I would not call that "profound ignorance" by any stretch of the imagination. It's perfectly reasonable to regard two sample procedures as special cases of multisample procedures. It may be an usual use of terminology, but that in itself doesn't in any way invalidate the analysis. Ignorance of the usual terminology, at worst, but I wouldn't call it profound.

And, while it is the case that an ANOVA conducted with two groups instead of more than two groups is mathematically equivalent to a t-test, there is no paired samples version of ANOVA, and thus no equivalence between ANOVA and a paired t-test.

I guess this will be very upsetting for all those statisticians who have been using ANOVA to analyze randomized block designs all these years. Apparently they've been doing something that doesn't exist.

[Sure, it's not one-way ANOVA (obviously), but they definitely call it ANOVA. A paired t-test is equivalent to an ANOVA on a randomized (complete) blocks design with two items per block and two treatments.]

And no one competent in statistical analysis would describe a two-sample test as an ANOVA anyway, even in the circumstances where that would be technically correct.

I dispute the assertion in this case. Its perfectly possible to be competent (since that is exactly how I'd describe someone who is technically correct) even if they were unfamiliar with the common use of terminology. Terminology varies from area to area (sometimes to the extent that the same things are reinvented under different names).

Again, you might describe them as "ignorant" on that basis, I suppose , since what your describe is pretty standard, but not knowing the common terms isn't, of itself, what makes them incompetent.

js said...

Efrique, thanks for your comments. Excellent points. Let's see....

I think I really do consider the ignorance of terminology to be highly indicative of general statistical ignorance here. You're absolutely right that not knowing the standard terminology doesn't necessarily imply not knowing how methods work or how to apply them, but I consider it a very bad sign. If someone told me they'd made an astronomical discovery by looking through "the pointy metal apparatus with the lenses," I'd be highly suspicious of their claims.
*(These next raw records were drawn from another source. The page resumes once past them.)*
PR #385, opened 2025-03-23
feat(node-sdk): add `getFeatureDefinitions`

roncohen:
Introduces a new type `FeatureDefinition` which describes the feature, including rules for isEnabled and config as well as the description.

### DIFF
--- a/packages/node-sdk/src/types.ts
+++ b/packages/node-sdk/src/types.ts
@@ -191,6 +191,56 @@ export type FeatureOverride =
   | boolean;
 
 /**
+ * Describes a feature definition.
+ */
+export type FeatureDefinition = {
+  /**
+   * The key of the feature.
+   */
+  key: string;
+
+  /**
+   * Description of the feature.
+   */
+  description: string | null;
+
+  /**
+   * The targeting rules for the feature.
+   */
+  isEnabled: {
+    /**
+     * The version of the targeting rules.
+     */
+    version: number;
+
+    /**
+     * The targeting rules.
+     */
+    rules: {
+      /**
+       * The filter for the rule.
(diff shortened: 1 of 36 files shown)


packages/node-sdk/src/types.ts
```diff
@@ -190,6 +190,56 @@ export type FeatureOverride =
...
+
+  /**
+   * Description of the feature.
+   */
+  description: string | null;
+
+  /**
+   * The targeting rules for the feature.
+   */
+  isEnabled: {
```
roncohen, line 210: this is `targeting` in the API, but that didn't seem right so I've exposed this as `isEnabled`. Suggestions are welcome!

roncohen:
> > Introduces a new type `FeatureDefinition` which describes the feature, including rules for isEnabled and config as well as the description.
> 
> What's the envisioned use case for this?

We're making it possible to retrieve a bunch of meta data about features to be able to make this data available in something like Vercel's Flags SDK.

packages/node-sdk/src/types.ts
pavkam: `access`? And have the `isEnabled: true` inside maybe?

roncohen: I don't like access because we're increasingly heard that "access" doesn't really cover turning the thing on/off for companies. Leaning towards `toggleTargeting` and `configTargeting` atm..

pavkam (approved):

packages/node-sdk/src/types.ts
pavkam: I approved and resolving this comment as it's being discussed internally.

And I just don't consider it in the range of normal variation (if you will) among persons adequately educated in applied statistics to describe a two-sample t-test as an ANOVA in a context such as this paper. (I tried to make this distinction in the post, by describing the use of the term ANOVA for a two-sample test as a "tell," rather than conclusive proof of incompetence, but I may not have been clear enough about the distinction.)

You may be right, though, that "profound ignorance" was too strong. Perhaps in a different context, I would have taken it as more of a slip up. There were a number of other aspects of the paper that were "suggestive" of the authors just generally not knowing what they were doing.

And thanks especially for the correction about the equivalence between the paired t-test and the special case of two-way ANOVA you describe. Quite right, of course, and what I had written was misleading at best. (I was thinking of one-way ANOVA, as you suggested, but the statement of a lack of equivalence was far too categorical.) I'll edit the post to clear this up.